Control of gap junction formation in early mouse embryos

Intercellular communication via gap junctions begins in the eight-cell stage in early mouse embryos. We have studied the timing of this event in relation to compaction, and have begun to explore some of the possible control mechanisms underlying it. Gap junction formation was inferred by measuring ionic coupling as well as by observing the intercellular transfer of fluorescent dye. Embryos were obtained early on Day 3 of pregnancy by flushing the oviducts of HA/ICR mice that had been mated with CB6F1/J males. Gap junctions were detected only in those embryos which had achieved the fully compacted state. Inhibition of protein synthesis by cycloheximide treatment beginning as early as the late four-cell stage failed to block compaction or the acquisition of gap junctions, demonstrating that the necessary proteinaceous components are present in advance of these events. In order to test the possibility that gap junctions could be induced to form prematurely, fully compacted, communication-competent eight-cell embryos were aggregated with two- or four-cell embryos. Even after 10 hr of aggregation, no interembryonic gap junctions could be detected. Fully compacted eight-cell embryos when aggregated with each other, however, became ionically coupled within 3-5 hr. The number of interembryonic junctional channels was judged to be effectively small, since the aggregated embryos exhibited obvious ionic coupling but very weak dye coupling. In contrast to gap junction formation within embryos, junction formation between embryos was blocked by cycloheximide. These results demonstrate that gap junction formation in early mouse embryos is under precise temporal control, involving the assembly or mobilisation of preexisting components. This stockpile of components is either unavailable or insufficient to allow the formation of additional gap junctions between aggregated communication-competent embryos without new protein synthesis.
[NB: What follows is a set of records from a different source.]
PR #4362, opened 2023-03-28
feat: allow multiple salt declarations in `forc deploy`

### LINKED ISSUE #4117: Relax `--salt` flag restrictions for the `forc deploy` command. Allow specifying contract member.

bingcicle:
## Description

Closes #4117 

Allow multiple salt declarations in `forc deploy`, with parsing and validation involved. The gist of it is that it collects all the salt inputs by the user as a `Vec<String>`, parses each input as a `Salt` and store them in a `ContractSaltMap` matching contract->salt, and later compares them against the contract dependencies to make sure that duplicate salts do not exist.

This throws an error if:
1) multiple salts are present (if the same salt is declared but also found within a contract dependency), 
2) if a salt is invalid, 
3) if the salt input is invalid (there's a difference - the salt input is the string `<CONTRACT>:<SALT>`, while the salt above is `fuel_tx::Salt`, which has its own validation.
4) duplicate salts for the same contract were provided in the CLI.

Tests consist of dummy folders (not entire full package initialized by forc) with only manifests to keep it the bare minimum required for these tests.

## Checklist


bingcicle:
This could conflict with #4338 with the way salts are handled

forc-plugins/forc-client/src/op/deploy.rs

Differential contributions of connexin37 and connexin43 to oogenesis revealed in chimeric reaggregated mouse ovaries.

The gap junction proteins connexin37 and connexin43 are required for ovarian folliculogenesis in the mouse. To define their respective roles in oogenesis, chimeric ovaries containing either null mutant oocytes and wild-type granulosa cells or the reverse combination were grafted to the renal capsules of immunodeficient female mice. After three weeks, the oocytes were tested for meiotic competence and fertilizability in vitro. Ovaries composed of connexin43-deficient oocytes and wild-type granulosa cells produced antral follicles enclosing oocytes that could develop to at least the two-cell stage, demonstrating that oocytes need not express connexin43 to reach maturity. Conversely, both follicle development and oocyte maturation were impaired in ovaries containing either wild-type oocytes and connexin43-deficient granulosa cells or connexin37-deficient oocytes and wild-type granulosa cells. Thus absence of connexin43 from granulosa cells or connexin37 from oocytes is sufficient to compromise both oocyte and follicle development. Wild-type oocytes paired with connexin37-deficient granulosa cells generated antral follicles containing oocytes that developed to at least the two-cell stage. Therefore, connexin37 absence from granulosa cells need not impair fertility in mice. Dye transfer experiments revealed persistent oocyte-granulosa cell coupling in those follicles, indicating functional compensation by another connexin. The results indicate that mouse oocytes do not need to express connexin43 in order to develop into meiotically competent, fertilizable gametes, but must express connexin37 for communication with granulosa cells, a requirement for oogenesis.